> _TO DO_:
Below are some records. Return exactly the lines from the one containing "Transport = require('azure-iot-provisioning-device-amqp').Amqp;" through the one containing "Transport = require('azure-iot-provisioning-device-mqtt').Mqtt;", both included, and only those.

> _EXCERPTED RECORDS_:
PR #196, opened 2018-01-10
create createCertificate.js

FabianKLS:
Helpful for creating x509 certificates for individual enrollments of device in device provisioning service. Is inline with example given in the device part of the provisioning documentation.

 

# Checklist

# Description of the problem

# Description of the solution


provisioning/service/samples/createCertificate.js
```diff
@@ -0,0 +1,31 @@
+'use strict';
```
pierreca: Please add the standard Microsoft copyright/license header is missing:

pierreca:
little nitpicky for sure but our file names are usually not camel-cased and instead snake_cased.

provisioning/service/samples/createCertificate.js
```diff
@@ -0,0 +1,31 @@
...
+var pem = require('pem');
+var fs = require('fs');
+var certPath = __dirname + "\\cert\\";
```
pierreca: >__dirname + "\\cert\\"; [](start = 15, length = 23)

...

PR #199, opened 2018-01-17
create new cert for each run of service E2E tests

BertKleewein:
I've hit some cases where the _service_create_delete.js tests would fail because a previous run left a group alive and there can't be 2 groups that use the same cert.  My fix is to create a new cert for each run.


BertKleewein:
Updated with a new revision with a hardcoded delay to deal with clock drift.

---

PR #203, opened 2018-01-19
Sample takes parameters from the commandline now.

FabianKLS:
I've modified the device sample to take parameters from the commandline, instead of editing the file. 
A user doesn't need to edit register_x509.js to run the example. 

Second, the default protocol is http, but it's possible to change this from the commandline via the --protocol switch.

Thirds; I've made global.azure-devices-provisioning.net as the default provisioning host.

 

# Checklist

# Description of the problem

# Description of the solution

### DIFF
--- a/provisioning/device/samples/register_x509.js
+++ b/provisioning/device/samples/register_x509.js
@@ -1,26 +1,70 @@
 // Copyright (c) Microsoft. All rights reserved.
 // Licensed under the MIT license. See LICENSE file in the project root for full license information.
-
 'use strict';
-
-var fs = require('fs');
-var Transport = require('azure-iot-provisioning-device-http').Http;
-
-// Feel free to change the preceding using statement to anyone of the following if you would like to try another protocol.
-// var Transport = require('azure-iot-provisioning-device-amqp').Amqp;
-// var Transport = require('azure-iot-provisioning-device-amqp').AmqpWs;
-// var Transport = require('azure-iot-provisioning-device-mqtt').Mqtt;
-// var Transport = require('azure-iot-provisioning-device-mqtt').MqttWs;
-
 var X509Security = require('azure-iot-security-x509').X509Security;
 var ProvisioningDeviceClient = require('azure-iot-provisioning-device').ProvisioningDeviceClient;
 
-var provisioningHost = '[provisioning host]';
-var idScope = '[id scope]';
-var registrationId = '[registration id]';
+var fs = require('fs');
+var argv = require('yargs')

> _RESPONSE TO THIS EXERCISE_:
-// var Transport = require('azure-iot-provisioning-device-amqp').Amqp;
-// var Transport = require('azure-iot-provisioning-device-amqp').AmqpWs;
-// var Transport = require('azure-iot-provisioning-device-mqtt').Mqtt;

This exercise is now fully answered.